INTEGER -> '0' | [1-9] [0-9]* ;
EXPONENT -> [eE] ('+'|'-')? INTEGER ;
REAL -> INTEGER? '.' INTEGER EXPONENT? | INTEGER EXPONENT ;

In this example, the INTEGER rule defines how to match a numeric integer in the decimal base. The EXPONENT rule then defines how to match the expression of an exponent. It reuses the definition of INTEGER. Finally, the REAL rule uses the two previous to define how to match the expression of a floating point number. The EXPONENT rule is very useful here because it simplifies the definition of REAL. However, as is, it can be matched by the associated lexer.
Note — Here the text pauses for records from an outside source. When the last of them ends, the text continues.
PR #951, opened 2019-10-07
Configurable Guru Timeout

robbawebba:
This commit adds a user-configurable timeout value to all guru commands.

closes #951 

Two concerns I would like to address about the proposed changes:
* I am  encountering an issue with guru when running tests locally (both on my branch and on the HEAD of master): `guru: no initial packages were loaded`. I'm unsure if this is due to my local dev environment, so I wanted to see if the tests pass in the CI environment.
* It is proving to be very difficult to test the highlight provider guru timeout. this guru operation seems to work pretty quickly in the test environment. When I set a timeout of 1ms in the package settings during normal usage, the command does not seem to finish within 1ms and no identifiers in the editor are highlighted. when I set a timeout of 1ms in a spec, the highlight provider's highlight function seems to finish before the timeout, and valid highlight ranges are returned by the function. I'm not sure if it's going to be possible to test the timeout of the highlight provider.

### DIFF
--- a/lib/highlight/highlight-provider.js
+++ b/lib/highlight/highlight-provider.js
@@ -42,7 +42,10 @@ class HighlightProvider {
     if (!args) return null
 
     const options = {}
-    options.timeout = 30000
+    const t = atom.config.get('go-plus.guru.timeout')
+    const timeout = typeof t === 'number' ? t : 30000
+    options.timeout = timeout
+
     const archive = buildGuruArchive(editor)
     if (archive && archive.length) {
       options.input = archive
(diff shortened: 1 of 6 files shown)


zmb3:
Looks like a couple tests are broken, but otherwise LGTM.

robbawebba:
Hi @zmb3, thanks for taking a look!
I'm running into issued with running the specs locally, which makes the issues difficult to debug. I'm running several issues with guru locally that do not seem to be a problem in the CI environment.
For example, most guru commands that are run through the specs fail with this error:
```
guru: no initial packages were loaded
```

Have you seen this before while running tests locally?

zmb3:
I haven't seen that locally, though I admit it's been a while since I've tried.  That sounds to me like a gopath or working directory problem.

Consider the following input:

x = e+1

With this input, the lexer would match the EXPONENT rule as a terminal on the e+1 part. However this is probably not what was intended. To prevent this, one can remove the EXPONENT rule and replace its usage by its definition. However, this would introduce additional complexity to the grammar. To still keep the definition of the EXPONENT rule and prevent its matching, one can now use the fragment keyword as a prefix:

fragment EXPONENT -> [eE] ('+'|'-')? INTEGER ;

This means that the EXPONENT rule is only a definition of a fragment of terminal that can be reused in the definition of other terminals; but it can never be matched by itself. The lexer will never produce an EXPONENT terminal.